PR #362, opened 2021-05-04
Add type hints to most files, and add to CI

berland:


.github/workflows/subscript.yml
```diff
@@ -46,6 +46,11 @@ jobs:
           pip install flake8
           flake8 src tests
 
+      - name: Enforce static typing
+        run: |
+          pip install mypy
+          mypy src/subscript
```
jondequinor, line 52: Why not add this to test_requirements.txt or similar?

src/subscript/pack_sim/pack_sim.py
```diff
@@ -420,50 +434,72 @@ def inspect_file(
...
-        elif line_strip == "OPTIMIZE" and fmu_include:
-            section = "optimize/"
-            if not os.path.exists("%s/include/%s" % (packing_path, section)):
-                os.makedirs("%s/include/%s" % (packing_path, section))
+        elif line_strip == "OPTIMIZE" and fmu_include:  # type: ignore
+            section = "optimize/"  # type: ignore
+            if not os.path.exists(
+                "%s/include/%s" % (packing_path, section)  # type: ignore
+            ):
+                os.makedirs("%s/include/%s" % (packing_path, section))  # type: ignore
```
jondequinor, line 502: What's going on here? And could this maybe be better handled by ignoring the file in a mypy config?

.github/workflows/subscript.yml
jondequinor: OKay, I see it was added (at the bottom).

src/subscript/pack_sim/pack_sim.py
berland: You've found the black sheep in subscript.. `pack_sim` is in need for a general rewrite yes, (see #363). I struggled a bit with this part but found no better way than ignoring these lines. Ignoring the whole file is perhaps a little bit too permissive?

jondequinor: This is cluttering the history, so I lean towards ignoring the whole file.

berland: Will fix 👍🏻

jondequinor (approved):
Skimmed most parts, looked closely on some. Overall I think this is good after the excessive `# type: ignore` fix.

Issue #361, opened 2021-05-04
[casegen_upcars] Add test triggering set_vug()


berland:
Codecov uncovers  that a big portion of casegen_upcars is not tested. A small/simple test triggering this function should be added.

https://codecov.io/gh/equinor/subscript/src/master/src/subscript/casegen_upcars/model.py#L863

PR #366, opened 2021-05-06
Add option to shift and rotate cell coordinates

alifbe:
Users requested option to specify origin which is by default is 0, 0. In addition, users also required the capability to rotate the cells coordinates.

image


ertomatic:

berland:
Could some tests for this be added? Maybe covered with the additions in the yaml-file, but that only tests with zero numbers.

alifbe:
Hi @berland 

Thank you for the review. I have now added two more test cases. One for the vugs (#361) and another one is for coordinate transformation case.

PR #369, opened 2021-05-10
casegen_upcars: Ensure compatibility with previous configuration file

alifbe:
Previous configuration file (yaml file) doesn't have the parameters for originX, originY and rotation. This will make new casegen_upcars failed to run. This modification put default value of 0.0 for all the three parameters if they don't exist in configuration file. 

In addition, I have also fixed some mistakes in the comment (yaml file).


berland:
This is a good example of why there should be more extensive tests. I would suggest having test-functions that generate different yaml-files programmatically (and dump to a `tmpdir`), and then ensure that the tool runs correctly on all of them. There are surely bugs lurking in different corner cases. Use also the codecov tool to see which parts of the code is not touched by tests at all: 

https://codecov.io/gh/equinor/subscript/tree/master/src/subscript/casegen_upcars

berland:
@alifbe are you able to add some more tests? This should be merged early next week to be in time for the next komodo release.

alifbe:
> @alifbe are you able to add some more tests? This should be merged early next week to be in time for the next komodo release.

@berland  I am not sure if I understand it properly. Do you have any example that I can use as reference?

berland:
Just more of what you already have in `test_casegen_upcars.py`, covering more different use-cases.

alifbe:
> Just more of what you already have in `test_casegen_upcars.py`, covering more different use-cases.

@berland  I have now added a couple more test and increases the code coverage. There are still a bit missing at some places. But I hope this is good enough for June release. It is rather important to have it push to stable komodo to keep compatibility with old yaml file.

src/subscript/casegen_upcars/model.py
```diff
@@ -92,6 +92,8 @@ def __init__(
 
         if isinstance(streak_rect, list) and len(streak_rect) > 0:
             if isinstance(streak_rect[0], list) and len(streak_rect) > 1:
+                print(len(streak_rect))
```
berland, line 95: leftover debugging statements?

alifbe: @berland Good catch. Yes, it is. I will remove it now.

berland (approved):
Looks good!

▶ [TASK STATEMENT]:
Please copy each line of the records above in which the word "ignoring" can be found.

▶ [REPLY TO THE TASK]:
jondequinor, line 502: What's going on here? And could this maybe be better handled by ignoring the file in a mypy config?
berland: You've found the black sheep in subscript.. `pack_sim` is in need for a general rewrite yes, (see #363). I struggled a bit with this part but found no better way than ignoring these lines. Ignoring the whole file is perhaps a little bit too permissive?
jondequinor: This is cluttering the history, so I lean towards ignoring the whole file.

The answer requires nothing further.